Dennis Chanmugam

Personal information
- Full name: Dennis Ravindran Chanmugam
- Born: 13 August 1948 (age 78) Colombo, Ceylon
- Batting: Right-handed
- Bowling: Right-arm fast-medium
- Relations: Neil Chanmugam (brother)

Career statistics
| Competition | FC | List A |
| Matches | 14 | 2 |
| Runs scored | 180 | 17 |
| Batting average | 11.25 | 8.50 |
| 100s/50s | 0/0 | 0/0 |
| Top score | 35 | 9 |
| Balls bowled | 1376 | 90 |
| Wickets | 19 | 1 |
| Bowling average | 41.05 | 54.00 |
| 5 wickets in innings | 0 | 0 |
| 10 wickets in match | 0 | 0 |
| Best bowling | 4/60 | 1/23 |
| Catches/stumpings | 8/0 | 1/0 |
- Source: Cricinfo, 3 June 2018

= Dennis Chanmugam =

Dennis Ravindran Chanmugam (born 13 August 1948) is a former cricketer who played first-class cricket for Sri Lanka from 1973 to 1975.

Dennis Chanmugam attended S. Thomas' College, Mount Lavinia, captaining the cricket team in 1967–68. An opening bowler, he played most of his first-class cricket for Sri Lanka on three tours: to Pakistan in 1973-74, to England in 1975 for the World Cup, and to India in 1975-76. Apart from one match against Pakistan in 1973-74 he did not play in the international matches on these tours. His best first-class figures were 3 for 32 and 4 for 60 against Pakistan Universities at Rawalpindi.
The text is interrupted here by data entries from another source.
PR #1277, opened 2024-07-27
Update Cargo.toml

kydos:
Updated description to be aligned with what we use everywhere else

### DIFF
--- a/Cargo.toml
+++ b/Cargo.toml
@@ -70,7 +70,7 @@ authors = [
 edition = "2021"
 license = "EPL-2.0 OR Apache-2.0"
 categories = ["network-programming"]
-description = "Zenoh: Zero Overhead Pub/sub, Store/Query and Compute."
+description = "Zenoh: The Zero Overhead Pub/Sub/Query Protocol."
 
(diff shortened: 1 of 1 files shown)


fuzzypixelz:
Should this also be the repository's description? It currently reads:

> zenoh unifies data in motion, data in-use, data at rest and computations. It carefully blends traditional pub/sub with geo-distributed storages, queries and computations, while retaining a level of time and space efficiency that is well beyond any of the mainstream stacks.

There is also the [Eclipse Project description](https://projects.eclipse.org/projects/iot.zenoh):

> Eclipse Zenoh provides is a stack  designed to (1) minimize network overhead, (2) support extremely constrained devices, (3) supports devices with low duty-cycle by allowing the negotiation of data exchange modes and schedules, (4) provide a rich set of abstraction for distributing, querying and storing data along the entire system, and (5) provide extremely low latency and high throughput.

Mallets:
I believe it's fine to accept this PR. We would need to eventually update the rest.

Mallets (approved):

PR #2060, opened 2025-07-24
feat: make CongestionControl and Priority hashable

alokpr:
We would like to use these enums as hash keys and discovered that they were not marked as Hashable


alokpr:
CC @JEnoch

In September 2018, he was one of 49 former Sri Lankan cricketers felicitated by Sri Lanka Cricket, to honour them for their services before Sri Lanka became a full member of the International Cricket Council (ICC).

His elder brother Neil Chanmugam played for Sri Lanka between 1960 and 1974.